(Collected data entries)

┄┄┄┄┄┄┄┄┄┄

PR #6, opened 2024-05-12
`Instance` and `UserStub` changes

Sjmarf:
This PR contains changes to support the login system I'm working on.

- The keychain identifier used for storing account tokens now uses `actorId` (which is always unique) rather than `id` (which isn't guaranteed to be unique). It's backwards-compatible with the `id` system.
- Added an `updateToken` method to `ApiClient`. This will only be used when refreshing the token for the same account, and should never be used to change the account an `ApiClient` is logged into.
- Added a `deleteTokenFromKeychain` method to `UserStub`, which I'll be calling when a user signs out.
- Conformed `Instance` models to `ActorIdentifiable`.

### DIFF
--- a/Sources/MlemMiddleware/API Client/ApiClient.swift
+++ b/Sources/MlemMiddleware/API Client/ApiClient.swift
@@ -19,7 +19,7 @@ public class ApiClient {
     // url and token MAY NOT be modified! Downstream code expects that a given ApiClient will *always* submit requests from the same user to the same instance.
     public let baseUrl: URL
     let endpointUrl: URL
-    let token: String?
+    internal private(set) var token: String?
     private(set) var fetchedVersion: SiteVersion?
     private var fetchSiteTask: Task<SiteVersion, Error>?
     
@@ -61,6 +61,17 @@ public class ApiClient {
     public func cleanCaches() {
         caches.clean()
         ApiClient.apiClientCache.clean()
+    }
+    
+    /// This should **only** be used when we get a new token for **the same** account!
+    public func updateToken(_ newToken: String) {
+        guard token != nil else {
+            assertionFailure()
+            return
+        }
+        Self.apiClientCache.changeToken(for: baseUrl, oldToken: token, newToken: newToken)
+        self.token = newToken
+        self.myUser?.stub.deleteTokenFromKeychain()
     }
     
     /// Creates or retrieves an API client for the given connection parameters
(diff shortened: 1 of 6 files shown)


Sources/MlemMiddleware/API Client/ApiClient.swift
```diff
@@ -198,21 +206,28 @@ extension ApiClient: ActorIdentifiable {
...
             
             let ret: ApiClient = .init(baseUrl: baseUrl, token: token)
             cachedItems[ret.cacheId] = .init(content: ret)
             return ret
         }
+        
+        // Should ONLY be used when we get a new token for THE SAME account
+        func changeToken(for baseUrl: URL, oldToken: String?, newToken: String?) {
+            let oldCacheId = getCacheId(for: baseUrl, with: oldToken)
+            let newCacheId = getCacheId(for: baseUrl, with: oldToken)
```
EricBAndrews: Both generate with `oldToken`--should it be

```suggestion
            let oldCacheId = getCacheId(for: baseUrl, with: oldToken)
            let newCacheId = getCacheId(for: baseUrl, with: newToken)
```
?

Sources/MlemMiddleware/Content Models/User/UserStub.swift
```diff
@@ -103,9 +100,30 @@ public final class UserStub: UserProviding, Codable {
         try container.encode(lastLoggedIn, forKey: .lastUsed)
         try container.encode(api.baseUrl, forKey: .instanceLink)
     }
+    
+    public var keychainId: String {
+        getKeychainId(actorId: actorId)
+    }
```
EricBAndrews, line 106: This feels redundant with `getKeychainId` itself--can we just define this as `"\(actorId.absoluteString)_accessToken"`? We can then do the same thing and define a `legacyKeychainId` that performs the int-based keychain id creation

EricBAndrews (approved):
Looks good, a couple minor questions

EricBAndrews (changes requested):
Oops, meant to request changes lol

Sources/MlemMiddleware/API Client/ApiClient.swift
Sjmarf: Yep, nice catch!

Sources/MlemMiddleware/Content Models/User/UserStub.swift
Sjmarf: `getKeychainId` needs to exist outside of the class because it is called in the `init(from decoder: Decoder)` initialiser - if it were inside the class, it would be inaccessible until all properties are initialised.

EricBAndrews: Makes sense 👍

EricBAndrews (approved):
🚀  LGTM

PR #7, opened 2024-05-14
AnyPost, Upgradable

EricBAndrews:
This PR introduces the `Upgradable` protocol and the `AnyPost` class as an illustration thereof.

## `Upgradable`

This is a protocol for things that can be upgraded, intended to be applied to the wrapper classes `AnyPost` and (TODO) `AnyPerson`, `AnyCommunity`, etc.

The protocol contains:
- `Base`: type of the base member of the family
- `MinimumRenderable`: lowest type in the family with sufficient content to render something meaningful to the user
- `Upgraded`: most upgraded type in the family
- `wrappedValue`: the content itself, guaranteed to be nothing more than `Base`
- `upgrade()`: function that upgrades the wrapped value to `Upgraded`
- `isUpgraded`: bool tracking whether the model is `Upgraded`

It is used primarily by the `ContentLoader`; see [this PR](https://github.com/mlemgroup/mlem/pull/1063) for details.

## Post Improvements

This PR also introduces a collection of related `Post` improvements:
- Adds `AnyPost`: this is a `Hashable, Upgradable` wrapper for `any PostStubProviding`, used in navigation and to provide `Upgradable` functionality to posts
- Adds `getPost` methods to `ApiClient`
- Adds `upgrade` methods to `PostStubProviding` and `Post1Providing`

This PR also changes `getCommunity(actorId)` to use `ResolveObject` instead of `Search`


Sources/MlemMiddleware/Content Models/Post/PostStubProviding.swift
```diff
@@ -64,3 +64,12 @@ public extension PostStubProviding {
     var read_: Bool? { nil }
     var myVote_: ScoringOperation? { nil }
 }
+
+public extension PostStubProviding {
+    func upgrade() async throws -> Post2 {
```
Sjmarf, line 69: In the community upgrade system, `upgrade` is overridden in `Community3` to simply return `self`:

```swift
// Community3.swift, line 36
public func upgrade() async throws -> Community3 { self }
```
 This avoids making requests when calling `upgrade` on an already upgraded model. For the override to work, `upgrade()` is explicitly required in the `CommunityStubProviding` definition.
 
 This implementation should be mirrored for the post upgrade system.

Sjmarf (changes requested):
Looking good! 😄 One note about consistency and optimization

Sjmarf (approved):
LGTM 👍 Remember to create a new version tag

PR #8, opened 2024-05-16
Fix `localhost`

Sjmarf:
When `ApiClient` fetches its own `Instance`, it sets a property `local` of that instance to `true`. The `guestApi` computed property of `Instance` can then be used to get the correct `ApiClient`. I've also added a couple of convenience methods to `ApiClient`, and conformed `ProfileProviding` to `ActorIdentifiable` (which is unrelated, but I'm throwing it in as I've got a hunch I'll need it later). 

The Login PR on `Mlem` is up-to-date with these changes

### DIFF
--- a/Sources/MlemMiddleware/API Client/ApiClient.swift
+++ b/Sources/MlemMiddleware/API Client/ApiClient.swift
@@ -63,6 +63,16 @@ public class ApiClient {
         ApiClient.apiClientCache.clean()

┄┄┄┄┄┄┄┄┄┄

■ Exercise details
Whenever the word "contains" shows up in a line of the entries, list that line.

■ Solution for this problem
This PR contains changes to support the login system I'm working on.
The protocol contains:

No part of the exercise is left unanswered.